Paradoxically, rather than informing a woman’s right to choose, “dignity” has become a descriptor for the fetus’ right to live. In Carhart, Kennedy wrote that the so-called Partial-Birth Abortion Ban “expresses respect for the dignity of human life.” That respect for a fetus’ dignity, however, comes at the expense of a woman’s dignity with respect to the right to choose whether to carry that fetus to term. Kennedy’s articulation of dignity as it applies to women is steeped in harmful traditional stereotypes of women as either mothers or women traumatized by their decision to eschew motherhood through abortion.

It seems that in Kennedy’s view, a woman’s dignity extends to the edges of the social sphere but no further. And even within the confines of the social sphere, her dignity does not extend so far as to permit her to decide whether or not to give birth. No dignified woman would ever choose abortion. It’s just not what women are supposed to do. And any woman who does would be devastated by her choice. According to Kennedy, this is an “unexceptionable” conclusion, even though it is not backed by any “reliable data.”
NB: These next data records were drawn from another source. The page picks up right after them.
Issue #3325, opened 2026-09-01
Create a shortcut to create a Broadcast


jbrnzl:
This ticket goal is to introduce Broadcast/Feed feature by adding a shortcut in the "new message" menu who will create a "public_channel" room with the right permissions.

<img width="250" alt="Image" src="https://github.com/user-attachments/assets/e4fa6510-febe-455b-8fc2-17c10549a342" />

Wordings and screens will be the same as for group chats for now.

PR #3334, opened 2026-09-03
TW-3325: introduce feeds as group with public channel preset

jbrnzl:
## Ticket
Implements #3325

## Solution

Adds a **New Feed** entry to the creation menu: in the FAB menu on web, and in the contact list on mobile.

The flow reuses the existing group creation screens as is (on purpose for this first version). Difference is the encryption toggle is hidden as a feed is not encrypted.

The room creation is done with the `public_channel` preset and a room type set to `app.twake.chat.feed`, so a feed created by twake chat can be identified from a group easily.
Currently permissions are: only admins can post, while everyone can react and undo their own reactions.

## Impact description

One new menu entry. Nothing changes for existing chats and groups.

A feed looks and behaves like a group for now: same chat list, same screens. The only visible difference is that non-admin members cannot write by default.

## Test recommendations

Creating a feed requires a homeserver that supports the `public_channel` preset. On a standard server it may fails with an explicit message ("This server doesn't support feeds yet"), and no room is created.

In the future, the best could be to have a fallback to create a feed thought `power_level_content_override`. Currently there is no way to fetch all the preset a server knows from an endpoint.

- Create a feed
- Check the creator can write, and an invited member cannot
- Check that a member can react, then remove their reaction
- Check regular group creation is unchanged

## Demo

https://github.com/user-attachments/assets/bcfc810d-9589-4d8d-87e7-0a8ba9547564

## Summary by CodeRabbit

* **New Features**
  * Added support for creating feeds from the chat list and new-chat screens.
  * Added feed-specific creation flows with naming, optional avatars, and navigation.
  * Added English and French translations for feed creation and unsupported-server messages.
  * Displays a dedicated message when the server does not support feeds.

* **Tests**
  * Added coverage for feed creation, navigation, error handling, and server compatibility.


lib/domain/usecase/room/create_new_group_chat_interactor.dart
```diff
@@ -55,6 +63,16 @@ class CreateNewGroupChatInteractor {
       }
     } catch (exception, stackTrace) {
       Logs().e('CreateNewGroupChatInteractor', exception, stackTrace);
+      if (createNewGroupChatRequest.isFeed &&
+          exception is MatrixException &&
+          exception.errorMessage.toLowerCase().contains('preset')) {
```
nqhhdev, line 68: How can we reuse it and matching .contains('preset') on error text breaks if Synapse rewords it.

lib/utils/matrix_sdk_extensions/client_feed_extension.dart
```diff
@@ -0,0 +1,39 @@
...
+
+import 'package:twake_chat/config/feed_config.dart';
+
+extension ClientFeedExtension on Client {
+  /// Raw request rather than [createGroupChat] because
+  /// [CreateRoomPreset] is a closed Dart enum: the feed preset cannot be
+  /// custom.
+  ///
+  /// Throws a [MatrixException] on a homeserver that does not know the preset.
+  Future<String> createFeedRoom({
```
nqhhdev, line 11: IMO: should create interactor

lib/utils/matrix_sdk_extensions/client_feed_extension.dart
```diff
@@ -0,0 +1,39 @@
...
+        'creation_content': {'type': FeedConfig.roomType},
+        if (feedName != null) 'name': feedName,
+        if (initialState != null)
+          'initial_state': initialState.map((state) => state.toJson()).toList(),
+        if (powerLevelContentOverride != null)
+          'power_level_content_override': powerLevelContentOverride,
+      },
+    );
+
+    final roomId = response['room_id'] as String;
```
nqhhdev, line 30: Can we create a class object?  wdyt

nqhhdev, line 30: Should add exception handling

lib/config/first_column_inner_routes.dart
```diff
@@ -34,6 +34,18 @@ class FirstColumnInnerRoutes {
         } else {
           return _defaultPageRoute(const NewGroupChatInfo(contactsList: {}));
         }
+      case 'innernavigator/newfeed':
```
9clg6, line 37: Enum could be relevant ?

lib/config/go_routes/app_routes.dart
```diff
@@ -279,6 +279,14 @@ class InvitationLinkWebRoute extends GoRouteData with $InvitationLinkWebRoute {
                 ),
               ],
             ),
+            TypedGoRoute<NewPrivateChatNewFeedRoute>(
+              path: 'newfeed',
```
9clg6, line 283: Enum could be relevant ?

lib/domain/model/room/room_extension.dart
```diff
@@ -39,6 +40,12 @@ extension RoomExtension on Room {
     return !isSpace && !isStoryRoom;
   }
 
+  /// Drives wording: what a user is able to do in the
+  /// room is set by its power levels
+  bool get isFeed =>
+      getState(EventTypes.RoomCreate)?.content.tryGet<String>('type') ==
```
9clg6, line 46: Enum could be relevant ?

lib/pages/new_group/new_group.dart
```diff
@@ -35,9 +37,15 @@ class NewGroupController extends ContactsSelectionController<NewGroup> {
   void moveToNewGroupInfoScreen() async {
     if (!FirstColumnInnerRoutes.instance.goRouteAvailableInFirstColumn()) {
       context.pushInner(
-        'innernavigator/newgroupchatinfo',
+        widget.isFeed
+            ? 'innernavigator/newfeedinfo'
```
9clg6, line 41: Same question

lib/pages/new_group/new_group_chat_info.dart
```diff
@@ -195,7 +208,9 @@ class NewGroupChatInfoController extends State<NewGroupChatInfo>
         if (failure is CreateNewGroupChatFailed) {
           await showConfirmAlertDialog(
             context: context,
-            message: L10n.of(context)!.inviteUserErrorMessage,
+            message: failure.exception is FeedNotSupportedByHomeserverException
+                ? L10n.of(context)!.feedNotSupportedByHomeserver
```
9clg6, line 212: Refacto possible here for final l10n = L10n.of

lib/pages/new_group/new_group_chat_info_view.dart
```diff
@@ -65,14 +65,16 @@ class NewGroupChatInfoView extends StatelessWidget {
...
-                      onChanged: (value) {
-                        newGroupInfoController.toggleEnableEncryption();
-                      },
-                    ),
+                    if (!newGroupInfoController.isFeed) ...[
+                      const SizedBox(height: 16),
+                      _EncryptionSettingTile(
+                        enableEncryptionNotifier:
+                            newGroupInfoController.enableEncryptionNotifier,
+                        onChanged: (value) {
```
9clg6, line 73: Wildcard possible here

lib/pages/new_group/new_group_chat_info_view.dart
```diff
@@ -121,7 +123,9 @@ class NewGroupChatInfoView extends StatelessWidget {
     return PreferredSize(
       preferredSize: const Size.fromHeight(NewGroupChatInfoStyle.toolbarHeight),
       child: TwakeAppBar(
-        title: L10n.of(context)!.newGroupChat,
+        title: newGroupInfoController.isFeed
+            ? L10n.of(context)!.newFeed
```
9clg6, line 127: Refacto possible here

lib/presentation/mixins/go_to_group_chat_mixin.dart
```diff
@@ -11,4 +11,12 @@ mixin GoToGroupChatMixin {
       const NewPrivateChatNewGroupRoute().push(context);
     }
   }
+
+  void goToNewFeed(BuildContext context) {
+    if (!FirstColumnInnerRoutes.instance.goRouteAvailableInFirstColumn()) {
+      context.pushInner('innernavigator/newfeed');
```
9clg6, line 17: We can use static access ?

lib/utils/matrix_sdk_extensions/client_feed_extension.dart
```diff
@@ -0,0 +1,39 @@
...
+  /// [CreateRoomPreset] is a closed Dart enum: the feed preset cannot be
+  /// custom.
+  ///
+  /// Throws a [MatrixException] on a homeserver that does not know the preset.
+  Future<String> createFeedRoom({
+    String? feedName,
+    List<StateEvent>? initialState,
+    Map<String, dynamic>? powerLevelContentOverride,
+  }) async {
+    final response = await request(
```
9clg6, line 16: Is it possible to create a code-gen system to avoid to write all of that by hand ?

lib/utils/matrix_sdk_extensions/client_feed_extension.dart
9clg6: Yes, with MatrixRepository

lib/domain/usecase/room/create_new_group_chat_interactor.dart
jbrnzl: Hi, I now check MatrixError.M_BAD_JSON but tell me if we have other ideas, I'm not sure on how we can do better :)

lib/utils/matrix_sdk_extensions/client_feed_extension.dart
jbrnzl: Hi @nqhhdev I think it is a bit overkill cause it's only for a single field. By the way I just checked (by curiosity) and I see that the matrix sdk is doing the same in `createRoom` :) Would be better if the sdk allows custom presets

jbrnzl: Hi @nqhhdev I think it's ok here cause again I took example of the `createRoom` from the sdk, and from what I see, the spec requires a room_id in 200 responses. Anyway CreateNewGroupChatInteractor should still catch errors also.

lib/data/datasource_impl/feed/feed_datasource_impl.dart
```diff
@@ -0,0 +1,61 @@
...
+      );
+
+      final roomId = response.tryGet<String>('room_id');
+      if (roomId == null) {
+        throw const FormatException('No room_id in the response');
+      }
+
+      // Navigating to the room fails if it has not reached the sync yet.
+      if (_client.getRoomById(roomId) == null) {
+        await _client.waitForRoomInSync(roomId, join: true);
```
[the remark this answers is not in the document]
jbrnzl: waitForRoomInSync only awaits firstWhere on the client's sync streams, and the SDK never pushes errors into them, so it can't fail with an Exception after the room has been created. Do you agree ?

lib/domain/model/room/room_extension.dart
jbrnzl: I deleted isFeed cause we do not need it yet, let's go with enum if re-implemented

lib/presentation/mixins/go_to_group_chat_mixin.dart
jbrnzl: @9clg6 About route constants ? I agree but maybe we can do this in an other PR

lib/utils/matrix_sdk_extensions/client_feed_extension.dart
jbrnzl: I updated, please let me know what you think about my implementation @9clg6 // @nqhhdev

lib/data/datasource_impl/feed/feed_datasource_impl.dart
```diff
@@ -0,0 +1,71 @@
...
+  final Client _client;
+
+  @override
+  Future<String> createFeed({String? name, String? avatarUrl}) async {
+    try {
+      final roomId = await _createFeedRoom(name: name, avatarUrl: avatarUrl);
+
+      // Navigating to the room fails if it has not reached the sync yet.
+      if (_client.getRoomById(roomId) == null) {
+        await _client.waitForRoomInSync(roomId, join: true);
```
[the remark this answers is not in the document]
jbrnzl: waitForRoomInSync doesn't reject: it only awaits firstWhere on the client's sync streams, and the SDK catches sync request errors instead of pushing them into those streams, as you confirmed in the previous thread. While sync is stopped, the wait just stays pending, and it completes once sync resumes, since the room already exists on the server

lib/data/datasource_impl/feed/feed_datasource_impl.dart
```diff
@@ -0,0 +1,71 @@
...
+    return roomId;
+  }
+
+  FeedException _toFeedException(Exception exception, StackTrace stackTrace) {
+    // The preset is the only non-standard field of this request, so a
+    // M_BAD_JSON means the homeserver does not know it.
+    if (exception is MatrixException &&
+        exception.error == MatrixError.M_BAD_JSON) {
+      Logs().w('FeedDatasourceImpl::createFeed', exception, stackTrace);
+      return const FeedNotSupportedByHomeserverException();
```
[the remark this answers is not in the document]
jbrnzl: On Synapse, the only M_BAD_JSON this request can hit is the unknown preset (_room_preset_config). The other M_BAD_JSON checks in room creation cover fields we don't send (room_version, power levels, retention, ACL)

nqhhdev (approved):
LGTM

lib/presentation/mixins/go_to_group_chat_mixin.dart
9clg6: Okay np

lib/config/first_column_inner_routes.dart
9clg6: @jbrnzl

9clg6 (approved):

Kennedy’s fascination with dignity began long before the same-sex marriage cases. As Jessica Mason Pieklo pointed out after the Court heard oral arguments in Obergefell, Kennedy articulated the “dignity doctrine” during his confirmation hearing. In response to a question about which concepts are protected under the Constitution’s liberty guarantee, Kennedy said, “A very abbreviated list of the considerations are: the essentials of the right to human dignity, the injury to the person, the harm to the person, the anguish to the person, the inability of the person to manifest his or her own personality, the inability of a person to obtain his or her own self-fulfillment, the inability of a person to reach his or her own potential.” (Emphasis added.)

Kennedy clearly believes that the right to marriage implicates a person’s right to human dignity. And I agree. It is frustrating, therefore, that he has refused to see that the right to reproductive autonomy more than anything else also implicates a person’s right to human dignity. How can a person “manifest his or her own personality” or “obtain his or her own self-fulfillment,” or “reach his or her own potential” if that person is constrained by the governmental desire to force that person to carry a pregnancy to term?

A person cannot. But Kennedy doesn’t see it. And that’s why his growing line of dignity jurisprudence, despite the fact that its application lead to the right result in the same-sex marriage cases, leaves me cold.